Problem statement —
Pull every line containing the word "HELLO" from the records.

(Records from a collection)
= = =
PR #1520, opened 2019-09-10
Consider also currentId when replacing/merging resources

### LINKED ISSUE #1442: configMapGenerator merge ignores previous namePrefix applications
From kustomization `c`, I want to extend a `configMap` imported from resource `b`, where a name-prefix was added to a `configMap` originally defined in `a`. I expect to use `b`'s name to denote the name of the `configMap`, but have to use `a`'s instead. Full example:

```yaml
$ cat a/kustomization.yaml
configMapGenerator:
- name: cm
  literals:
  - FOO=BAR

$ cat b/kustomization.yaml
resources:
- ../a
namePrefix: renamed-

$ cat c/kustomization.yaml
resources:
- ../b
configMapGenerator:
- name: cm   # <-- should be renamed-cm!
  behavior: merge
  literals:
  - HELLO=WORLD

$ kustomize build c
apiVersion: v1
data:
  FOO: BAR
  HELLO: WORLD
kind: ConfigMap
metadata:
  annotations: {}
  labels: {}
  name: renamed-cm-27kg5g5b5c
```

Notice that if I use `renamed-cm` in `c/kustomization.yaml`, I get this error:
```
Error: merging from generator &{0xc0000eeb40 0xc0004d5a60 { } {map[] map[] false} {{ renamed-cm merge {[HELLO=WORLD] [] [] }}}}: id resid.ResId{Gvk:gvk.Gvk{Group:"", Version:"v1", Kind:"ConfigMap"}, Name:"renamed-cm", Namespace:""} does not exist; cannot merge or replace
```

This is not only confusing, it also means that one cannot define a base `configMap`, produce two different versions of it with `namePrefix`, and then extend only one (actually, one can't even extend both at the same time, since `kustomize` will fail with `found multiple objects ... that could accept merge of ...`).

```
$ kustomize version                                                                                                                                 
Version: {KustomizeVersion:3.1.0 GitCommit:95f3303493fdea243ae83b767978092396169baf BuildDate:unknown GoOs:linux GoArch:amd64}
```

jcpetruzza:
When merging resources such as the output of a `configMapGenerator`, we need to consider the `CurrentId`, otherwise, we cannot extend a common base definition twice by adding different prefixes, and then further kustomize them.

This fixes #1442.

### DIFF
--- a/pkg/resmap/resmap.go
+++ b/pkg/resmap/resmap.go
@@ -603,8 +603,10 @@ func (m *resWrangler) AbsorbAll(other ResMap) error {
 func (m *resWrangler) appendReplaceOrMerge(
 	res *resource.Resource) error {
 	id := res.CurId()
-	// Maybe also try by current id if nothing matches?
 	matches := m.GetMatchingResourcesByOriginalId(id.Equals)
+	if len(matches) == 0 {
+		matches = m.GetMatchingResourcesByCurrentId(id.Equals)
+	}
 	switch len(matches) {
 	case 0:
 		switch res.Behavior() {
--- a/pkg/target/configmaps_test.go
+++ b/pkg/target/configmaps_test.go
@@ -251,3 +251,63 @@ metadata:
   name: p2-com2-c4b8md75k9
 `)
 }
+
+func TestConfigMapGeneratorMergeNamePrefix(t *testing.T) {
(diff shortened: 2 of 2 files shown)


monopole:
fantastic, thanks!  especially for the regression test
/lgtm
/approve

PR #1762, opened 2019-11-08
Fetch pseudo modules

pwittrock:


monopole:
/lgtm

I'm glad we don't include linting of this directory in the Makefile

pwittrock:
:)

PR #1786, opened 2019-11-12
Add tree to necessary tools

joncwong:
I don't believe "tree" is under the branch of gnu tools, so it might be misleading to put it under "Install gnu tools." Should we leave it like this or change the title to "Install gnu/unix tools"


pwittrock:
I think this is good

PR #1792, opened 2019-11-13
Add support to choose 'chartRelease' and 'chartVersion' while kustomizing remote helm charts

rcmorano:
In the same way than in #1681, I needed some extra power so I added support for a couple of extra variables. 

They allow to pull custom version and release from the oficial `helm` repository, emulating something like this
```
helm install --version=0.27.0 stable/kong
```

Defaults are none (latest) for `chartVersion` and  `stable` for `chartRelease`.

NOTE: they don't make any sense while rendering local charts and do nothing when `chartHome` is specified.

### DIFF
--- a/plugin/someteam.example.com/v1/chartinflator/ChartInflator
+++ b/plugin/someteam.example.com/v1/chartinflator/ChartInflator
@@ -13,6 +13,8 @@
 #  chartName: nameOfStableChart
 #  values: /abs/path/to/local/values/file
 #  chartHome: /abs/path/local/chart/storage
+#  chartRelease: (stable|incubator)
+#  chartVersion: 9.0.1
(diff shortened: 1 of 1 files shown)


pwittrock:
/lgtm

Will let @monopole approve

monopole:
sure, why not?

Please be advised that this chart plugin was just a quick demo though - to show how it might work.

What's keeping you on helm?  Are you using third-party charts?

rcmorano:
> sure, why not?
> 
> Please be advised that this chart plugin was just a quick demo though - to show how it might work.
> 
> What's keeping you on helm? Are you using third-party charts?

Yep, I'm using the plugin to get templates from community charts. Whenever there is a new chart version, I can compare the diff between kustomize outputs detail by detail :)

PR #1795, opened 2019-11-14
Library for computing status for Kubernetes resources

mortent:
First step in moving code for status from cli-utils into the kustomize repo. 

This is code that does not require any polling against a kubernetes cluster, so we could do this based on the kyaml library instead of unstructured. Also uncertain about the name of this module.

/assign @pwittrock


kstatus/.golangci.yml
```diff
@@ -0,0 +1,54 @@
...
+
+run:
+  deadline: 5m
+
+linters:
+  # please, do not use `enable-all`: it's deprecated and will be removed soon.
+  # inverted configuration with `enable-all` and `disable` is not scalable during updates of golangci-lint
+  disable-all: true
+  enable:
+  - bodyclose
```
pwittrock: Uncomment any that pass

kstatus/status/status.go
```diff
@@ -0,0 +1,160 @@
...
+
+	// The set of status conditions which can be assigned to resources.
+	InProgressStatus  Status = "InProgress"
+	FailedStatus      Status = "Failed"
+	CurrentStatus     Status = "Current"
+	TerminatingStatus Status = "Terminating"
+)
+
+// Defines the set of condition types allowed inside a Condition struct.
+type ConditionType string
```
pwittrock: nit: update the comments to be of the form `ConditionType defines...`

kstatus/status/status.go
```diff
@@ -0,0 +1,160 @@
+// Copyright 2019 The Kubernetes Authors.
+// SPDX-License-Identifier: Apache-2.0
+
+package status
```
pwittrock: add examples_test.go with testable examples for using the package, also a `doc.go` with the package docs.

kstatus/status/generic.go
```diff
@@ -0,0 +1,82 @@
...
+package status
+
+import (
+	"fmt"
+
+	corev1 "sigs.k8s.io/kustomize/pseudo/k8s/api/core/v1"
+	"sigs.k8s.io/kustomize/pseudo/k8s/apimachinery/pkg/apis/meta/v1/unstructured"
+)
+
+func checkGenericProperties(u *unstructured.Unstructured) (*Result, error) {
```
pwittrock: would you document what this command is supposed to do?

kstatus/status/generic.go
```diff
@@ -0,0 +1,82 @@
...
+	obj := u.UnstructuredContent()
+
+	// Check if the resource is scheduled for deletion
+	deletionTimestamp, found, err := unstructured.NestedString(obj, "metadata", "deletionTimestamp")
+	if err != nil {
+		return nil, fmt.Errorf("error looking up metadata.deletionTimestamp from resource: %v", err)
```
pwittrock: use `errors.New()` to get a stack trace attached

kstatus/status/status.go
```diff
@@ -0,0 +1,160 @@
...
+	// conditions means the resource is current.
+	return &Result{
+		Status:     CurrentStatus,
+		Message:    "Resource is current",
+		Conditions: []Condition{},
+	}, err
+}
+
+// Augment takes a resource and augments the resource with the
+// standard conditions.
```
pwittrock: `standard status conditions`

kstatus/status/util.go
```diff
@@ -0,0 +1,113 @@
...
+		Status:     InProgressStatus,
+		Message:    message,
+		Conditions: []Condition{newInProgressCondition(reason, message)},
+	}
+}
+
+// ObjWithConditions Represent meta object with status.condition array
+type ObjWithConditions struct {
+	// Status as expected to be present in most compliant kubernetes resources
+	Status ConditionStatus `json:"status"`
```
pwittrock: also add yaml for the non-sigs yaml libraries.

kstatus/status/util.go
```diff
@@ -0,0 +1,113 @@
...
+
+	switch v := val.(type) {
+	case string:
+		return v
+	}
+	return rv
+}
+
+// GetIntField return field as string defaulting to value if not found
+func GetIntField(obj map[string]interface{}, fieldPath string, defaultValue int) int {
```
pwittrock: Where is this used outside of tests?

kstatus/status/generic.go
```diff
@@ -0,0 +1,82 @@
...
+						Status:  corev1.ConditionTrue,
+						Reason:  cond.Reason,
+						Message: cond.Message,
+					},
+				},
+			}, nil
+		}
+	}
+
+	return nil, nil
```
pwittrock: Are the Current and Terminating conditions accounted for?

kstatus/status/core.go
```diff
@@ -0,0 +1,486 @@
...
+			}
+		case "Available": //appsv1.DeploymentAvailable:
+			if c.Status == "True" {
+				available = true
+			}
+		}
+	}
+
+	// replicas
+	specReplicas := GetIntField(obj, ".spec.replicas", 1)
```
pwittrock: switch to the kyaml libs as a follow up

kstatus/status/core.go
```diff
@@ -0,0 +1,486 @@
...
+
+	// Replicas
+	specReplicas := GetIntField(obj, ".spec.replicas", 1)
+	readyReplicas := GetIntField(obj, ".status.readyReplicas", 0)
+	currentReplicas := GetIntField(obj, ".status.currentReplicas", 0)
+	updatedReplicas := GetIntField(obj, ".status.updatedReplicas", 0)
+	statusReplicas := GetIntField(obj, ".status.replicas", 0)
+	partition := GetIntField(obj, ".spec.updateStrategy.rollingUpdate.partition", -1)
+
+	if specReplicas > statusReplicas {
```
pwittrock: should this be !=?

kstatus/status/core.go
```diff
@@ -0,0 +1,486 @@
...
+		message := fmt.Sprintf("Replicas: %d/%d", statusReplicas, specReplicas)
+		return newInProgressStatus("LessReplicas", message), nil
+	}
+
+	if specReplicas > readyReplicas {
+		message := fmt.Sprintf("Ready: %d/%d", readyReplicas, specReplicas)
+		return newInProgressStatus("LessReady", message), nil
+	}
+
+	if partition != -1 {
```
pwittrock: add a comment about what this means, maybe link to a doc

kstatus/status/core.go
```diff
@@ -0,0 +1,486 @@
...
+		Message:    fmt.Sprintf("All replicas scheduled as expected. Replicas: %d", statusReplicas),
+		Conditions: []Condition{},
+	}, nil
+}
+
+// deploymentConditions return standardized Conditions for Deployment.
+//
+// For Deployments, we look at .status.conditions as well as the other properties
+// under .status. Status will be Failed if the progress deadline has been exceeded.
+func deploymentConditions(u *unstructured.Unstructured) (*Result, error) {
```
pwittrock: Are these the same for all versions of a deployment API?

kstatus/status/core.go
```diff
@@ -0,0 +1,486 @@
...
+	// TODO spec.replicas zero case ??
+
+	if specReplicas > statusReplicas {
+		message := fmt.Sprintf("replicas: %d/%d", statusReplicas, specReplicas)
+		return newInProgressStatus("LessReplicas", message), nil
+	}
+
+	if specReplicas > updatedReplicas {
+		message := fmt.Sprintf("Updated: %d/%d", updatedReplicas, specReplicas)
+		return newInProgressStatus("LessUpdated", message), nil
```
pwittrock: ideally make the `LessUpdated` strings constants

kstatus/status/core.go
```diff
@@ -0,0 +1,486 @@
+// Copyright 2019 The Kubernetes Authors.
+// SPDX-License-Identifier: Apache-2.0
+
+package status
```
= = =
Problem solution —
  - HELLO=WORLD
  HELLO: WORLD
Error: merging from generator &{0xc0000eeb40 0xc0004d5a60 { } {map[] map[] false} {{ renamed-cm merge {[HELLO=WORLD] [] [] }}}}: id resid.ResId{Gvk:gvk.Gvk{Group:"", Version:"v1", Kind:"ConfigMap"}, Name:"renamed-cm", Namespace:""} does not exist; cannot merge or replace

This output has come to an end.